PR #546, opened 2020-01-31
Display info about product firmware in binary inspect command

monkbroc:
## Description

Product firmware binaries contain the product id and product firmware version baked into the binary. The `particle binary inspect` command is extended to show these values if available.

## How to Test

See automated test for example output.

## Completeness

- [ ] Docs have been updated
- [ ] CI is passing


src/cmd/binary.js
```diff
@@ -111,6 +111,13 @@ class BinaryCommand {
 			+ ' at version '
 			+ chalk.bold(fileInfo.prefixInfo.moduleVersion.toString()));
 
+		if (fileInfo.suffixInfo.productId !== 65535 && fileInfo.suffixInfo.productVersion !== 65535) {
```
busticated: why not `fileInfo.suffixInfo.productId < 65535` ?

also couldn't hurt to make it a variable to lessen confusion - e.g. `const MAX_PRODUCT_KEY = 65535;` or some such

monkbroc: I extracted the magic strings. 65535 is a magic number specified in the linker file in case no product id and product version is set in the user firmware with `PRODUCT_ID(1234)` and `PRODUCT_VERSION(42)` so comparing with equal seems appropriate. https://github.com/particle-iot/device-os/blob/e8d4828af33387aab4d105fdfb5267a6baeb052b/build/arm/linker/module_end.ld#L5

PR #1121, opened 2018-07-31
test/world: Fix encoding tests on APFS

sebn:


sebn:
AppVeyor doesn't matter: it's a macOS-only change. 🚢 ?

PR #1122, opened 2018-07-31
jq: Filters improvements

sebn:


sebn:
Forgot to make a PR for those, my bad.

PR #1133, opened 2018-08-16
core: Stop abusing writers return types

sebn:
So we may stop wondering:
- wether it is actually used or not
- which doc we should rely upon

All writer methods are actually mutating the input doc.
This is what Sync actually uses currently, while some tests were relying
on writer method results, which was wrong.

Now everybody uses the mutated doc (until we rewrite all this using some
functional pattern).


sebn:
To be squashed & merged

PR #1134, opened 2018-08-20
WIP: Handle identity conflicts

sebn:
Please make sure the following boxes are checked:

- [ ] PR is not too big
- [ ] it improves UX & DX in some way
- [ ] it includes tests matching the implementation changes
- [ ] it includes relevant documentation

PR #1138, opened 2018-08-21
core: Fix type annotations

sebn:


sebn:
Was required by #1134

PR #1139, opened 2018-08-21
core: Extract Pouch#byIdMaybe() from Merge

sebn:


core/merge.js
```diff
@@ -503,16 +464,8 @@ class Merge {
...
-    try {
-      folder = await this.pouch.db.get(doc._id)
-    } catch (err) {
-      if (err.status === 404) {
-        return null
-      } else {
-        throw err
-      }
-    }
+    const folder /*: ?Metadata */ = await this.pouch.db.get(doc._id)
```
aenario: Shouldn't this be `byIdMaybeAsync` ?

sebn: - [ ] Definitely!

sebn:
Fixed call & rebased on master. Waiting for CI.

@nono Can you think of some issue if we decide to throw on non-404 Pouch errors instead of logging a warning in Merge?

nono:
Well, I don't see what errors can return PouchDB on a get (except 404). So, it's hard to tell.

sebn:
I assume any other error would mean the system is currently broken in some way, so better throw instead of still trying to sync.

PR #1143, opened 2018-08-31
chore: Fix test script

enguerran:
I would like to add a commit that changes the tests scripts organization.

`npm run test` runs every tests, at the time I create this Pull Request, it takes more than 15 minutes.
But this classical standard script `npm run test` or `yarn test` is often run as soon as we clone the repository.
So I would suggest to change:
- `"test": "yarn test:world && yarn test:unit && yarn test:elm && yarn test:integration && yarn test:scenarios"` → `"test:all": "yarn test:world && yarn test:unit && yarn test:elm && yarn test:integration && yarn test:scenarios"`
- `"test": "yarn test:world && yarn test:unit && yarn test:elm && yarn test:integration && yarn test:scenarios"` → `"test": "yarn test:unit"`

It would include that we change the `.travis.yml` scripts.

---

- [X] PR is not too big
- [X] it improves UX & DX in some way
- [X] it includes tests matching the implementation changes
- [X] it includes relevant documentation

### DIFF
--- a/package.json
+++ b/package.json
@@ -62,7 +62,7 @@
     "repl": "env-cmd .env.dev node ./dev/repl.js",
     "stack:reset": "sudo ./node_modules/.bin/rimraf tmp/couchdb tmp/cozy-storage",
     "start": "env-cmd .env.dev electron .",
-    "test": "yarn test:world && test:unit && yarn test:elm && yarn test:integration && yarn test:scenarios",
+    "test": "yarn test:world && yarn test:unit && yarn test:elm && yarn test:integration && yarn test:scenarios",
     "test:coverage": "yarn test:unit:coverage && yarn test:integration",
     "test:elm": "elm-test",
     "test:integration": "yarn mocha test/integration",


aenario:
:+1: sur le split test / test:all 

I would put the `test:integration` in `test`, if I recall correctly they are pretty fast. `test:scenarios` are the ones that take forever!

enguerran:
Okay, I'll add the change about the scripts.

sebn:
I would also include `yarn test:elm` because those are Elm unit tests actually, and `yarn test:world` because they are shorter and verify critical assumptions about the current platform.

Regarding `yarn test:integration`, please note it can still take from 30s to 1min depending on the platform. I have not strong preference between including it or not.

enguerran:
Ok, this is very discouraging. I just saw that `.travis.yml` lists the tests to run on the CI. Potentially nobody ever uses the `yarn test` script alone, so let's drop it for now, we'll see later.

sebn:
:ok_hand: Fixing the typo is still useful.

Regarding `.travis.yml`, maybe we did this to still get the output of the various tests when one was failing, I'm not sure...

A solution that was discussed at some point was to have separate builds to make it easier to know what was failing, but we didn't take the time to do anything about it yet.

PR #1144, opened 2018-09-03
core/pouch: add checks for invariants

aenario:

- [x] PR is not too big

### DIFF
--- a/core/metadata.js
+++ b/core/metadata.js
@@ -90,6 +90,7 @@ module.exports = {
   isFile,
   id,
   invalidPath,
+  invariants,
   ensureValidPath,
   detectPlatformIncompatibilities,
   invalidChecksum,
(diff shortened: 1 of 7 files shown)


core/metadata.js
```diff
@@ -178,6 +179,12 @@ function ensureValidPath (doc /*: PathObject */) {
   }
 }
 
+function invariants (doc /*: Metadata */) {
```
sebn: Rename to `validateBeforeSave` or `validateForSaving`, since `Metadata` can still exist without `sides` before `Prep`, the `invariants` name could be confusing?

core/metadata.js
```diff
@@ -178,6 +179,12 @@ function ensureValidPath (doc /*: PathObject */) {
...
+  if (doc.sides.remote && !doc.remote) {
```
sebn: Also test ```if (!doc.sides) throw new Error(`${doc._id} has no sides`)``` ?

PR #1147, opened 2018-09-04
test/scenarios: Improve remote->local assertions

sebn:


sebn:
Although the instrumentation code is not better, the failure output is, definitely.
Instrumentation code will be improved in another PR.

Problem requirements: Please report every line among the entries that includes "Regarding".

Response area:
Regarding `yarn test:integration`, please note it can still take from 30s to 1min depending on the platform. I have not strong preference between including it or not.
Regarding `.travis.yml`, maybe we did this to still get the output of the various tests when one was failing, I'm not sure...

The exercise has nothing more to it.